You can adjust the time period and that ratio of stocks to bonds. Here’s a pass where I created a very conservative portfolio of 80% bonds and 20% stocks. The adults rule and we see that there are only 3 years of negative returns from 1961 through to 2018.
The greatest drawdown for the test period was about 9%.
Have some fun. Play around. You’ll learn a ton about portfolio construction and risk.
More Weekend Reads.
I will selfishly start with my post this week on Seeking Alpha as that can offer a different shading to what is investment risk. Investors who embrace dividends might suggest that they don’t worry much, or at all about the prices of their stocks, they’re mostly keeping an eye on the dividend payments. And I had suggested that they know that those dividends are not created out of thing air with Sorry, Dividend Investors Are Not Stupid.
And of course, here’s a quick way to knock off a whole bunch of great reads and links with Weekend Reads from Mark Seek at myownadvisor. You’ll also find many interesting personal insights on Mark’s recent posts as he and his wife prepare to downsize their living arrangements and perhaps add other life simplifications.
On wonderful and simple ETF Portfolio construction please have a read of this post on Boomer and Echo – Vanguard All Equity ETF (VEQT): My New One Ticket Investment Solution.
And of course there are also many great reads on FindependenceHub. There are many recent and interesting posts covering divorce, savings accounts, behavioural economics and housing affordability. I am partial to this post on a new type of annuity.
Here’s a provocative post from The Dividend Guy, International Stocks, Do You Really Need Them?
On MoneySense Jason Heath answers Can Canadian seniors collect government benefits while still working? I sure hope so, cause I won’t be able to truly retire for quite some time. I’ll need monies coming from everywhere.
On MillionDollarJourney a guest post from Chrissy of Eat Sleep Breath FI, Financial Independence, It’s About Why Not How. Hear, hear to that one.
And on the crap that goes on out there with regularity IG settles with MFDA over suitability of DSC sales to elderly clients. IG of course is the rebranded Investors Group. That akin to Kentucky Friend Chicken changing its name to KFC when people found out that eating buckets of deep fried chicken and french fries isn’t good for you.
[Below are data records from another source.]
PR #2005, opened 2026-09-10
build: robust vcpkg clone and python3 fallback for the dependency hash

yschroeder97:

Two fixes by @keyseven123 that showed up on the coordinator stack because they change the dependency hash and therefore rebuild the dev images. They are independent of the coordinator work and useful to every PR that touches dependencies.

- `docker/dependency/Dependency.dockerfile`: the vcpkg clone now runs with `http.version=HTTP/1.1` and `GIT_TERMINAL_PROMPT=0`. The dependency image needs a full clone of the vcpkg repository. Under load, GitHub aborts large HTTP/2 clones with `curl 92 HTTP/2 stream was not closed cleanly`, and HTTP/1.1 avoids that. The disabled prompt makes git fail fast instead of hanging on an auth challenge in a Docker build with no terminal. Ported onto main's Dockerfile; the original branch had this as two commits, first a retry loop and then this replacement.
- `scripts/check_rust_dependency_policy.py`: falls back to an installed `python3.11` or newer when the default `python3` has no `tomllib`. The script runs on every CMake configure through the dependency hash and in the local image install script, so a host whose default Python is older (Ubuntu 22.04 ships 3.10) could not configure at all. An environment variable guards against a re-exec loop. CI runners and the dev container already run Python 3.12, so this only affects developer hosts.

## Verifying this change

This change is tested by
- the dev image rebuild that this PR triggers itself, since the dockerfile is part of the dependency hash. The `get-dev-images` jobs exercise the changed clone on every image variant.
- the same two changes on the coordinator branches on 2026-09-02, where every `Build Dev Images` job passed after they were added.
- the policy script on a host with Python 3.14, unchanged behaviour when `tomllib` is present.

- Dependencies: the dependency image build only. No dependency is added or upgraded.
- Build: the dependency hash script, and with it CMake configuration on hosts with an old default Python.

No issue. The failures were observed on the coordinator stack CI.

### DIFF
--- a/docker/dependency/Dependency.dockerfile
+++ b/docker/dependency/Dependency.dockerfile
@@ -83,6 +83,8 @@ RUN --mount=type=secret,id=VCPKG_CACHE_ACCESS_KEY \
     if [ "$STDLIB" = "libcxx" ]; then VCPKG_STDLIB="libcxx"; else VCPKG_STDLIB="local"; fi; \
     \
     cd /vcpkg_input; \
+    # An image build has no terminal, so git would wait on an auth challenge until the build times out.
+    export GIT_TERMINAL_PROMPT=0; \
     git clone https://github.com/microsoft/vcpkg.git vcpkg_repository; \
     git -C vcpkg_repository checkout "$(grep -o "\"builtin-baseline\": \"[0-9a-f]*\"" vcpkg.json | cut -d\" -f4)"; \
     ./vcpkg_repository/bootstrap-vcpkg.sh --disableMetrics; \
--- a/scripts/check_rust_dependency_policy.py
+++ b/scripts/check_rust_dependency_policy.py
@@ -25,8 +25,10 @@ from typing import Any, Iterable
 try:
     import tomllib
 except ModuleNotFoundError:
+    version = ".".join(str(part) for part in sys.version_info[:3])
     print(
-        "Python 3.11 or newer is required to validate Rust workspace dependencies.",
+        f"Python 3.11 or newer is required to validate Rust workspace dependencies, "
+        f"but {sys.executable} is {version}.",
         file=sys.stderr,
     )
     sys.exit(2)
--- a/cmake/EnableRust.cmake
+++ b/cmake/EnableRust.cmake
@@ -10,6 +10,20 @@
 # See the License for the specific language governing permissions and
 # limitations under the License.
 
+# The dependency image vendors the workspace from the root manifest alone and then builds offline.
+# That vendoring never sees a member that declares its own dependency, so the policy has to hold before a build starts.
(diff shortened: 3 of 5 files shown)


docker/dependency/Dependency.dockerfile
```diff
@@ -83,7 +83,8 @@ RUN --mount=type=secret,id=VCPKG_CACHE_ACCESS_KEY \
     if [ "$STDLIB" = "libcxx" ]; then VCPKG_STDLIB="libcxx"; else VCPKG_STDLIB="local"; fi; \
     \
     cd /vcpkg_input; \
-    git clone https://github.com/microsoft/vcpkg.git vcpkg_repository; \
+    export GIT_TERMINAL_PROMPT=0; \
+    git -c http.version=HTTP/1.1 clone https://github.com/microsoft/vcpkg.git vcpkg_repository; \
```
ls-1801: I don't mind the git terminal prompt = 0, but downgrading the HTTP version should not be the solution. We currently don't run into this issue anymore, where the unauthenticated git clone is rate-limited. We also reduced the number of git clones in the other workflows

scripts/check_rust_dependency_policy.py
```diff
@@ -18,17 +18,32 @@
...
 from typing import Any, Iterable
 
 try:
     import tomllib
 except ModuleNotFoundError:
-    print(
-        "Python 3.11 or newer is required to validate Rust workspace dependencies.",
-        file=sys.stderr,
-    )
+    interpreter = None
```
ls-1801: I'm not a big fan of this change; I think the user should just fix their Python version, and we shouldn't try to fix it ourselves. We could extend the error message to display the current Python version used, but I think the error that we require 3.11 is good enough

ls-1801 (changes requested):
i would

scripts/check_rust_dependency_policy.py
greenBene: I'm here with Lukas. While we automate away some potential issues, we are hiding the behaviour behind recursive Python script calls. A clear error message should imo be good enough to point the user towards requiring a different Python version

greenBene (changes requested):

scripts/check_rust_dependency_policy.py
yschroeder97: I as a user would be happy that the tool picks whatever it needs, especially when it even is available. 
You just said that you are not a fan of the change, not arguing why not.

ls-1801: My issue is that the fix that Nils used worked on his machine. In general, there are so many ways a Python installation can be misconfigured that this is a battle we will always lose.

yschroeder97:
Closing: no longer required, the changes are superseded on main.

You know what else is not good for you? paying 2.5% on your investments and being taken advantage of. Yes I ended a sentence with a preposition. I had to.
And TD and Royal bank reported very solid numbers this quarter. Of course they make a lot of monies from their wealth management fees but the foreign assets are becoming the main revenue and profit drivers. Of course Larry Bates and myself would suggest that YOU own the banks, don’t let them own you.
On the Robo front recent news from Nest Wealth with the acquisition of RazorPlan and from Wealthsimple who nets an additional $100 million in funding and announces plans for the future with mentions of mortgages and an IPO and generally taking over the investment world. We welcome the news and greater noise and awareness that is to follow.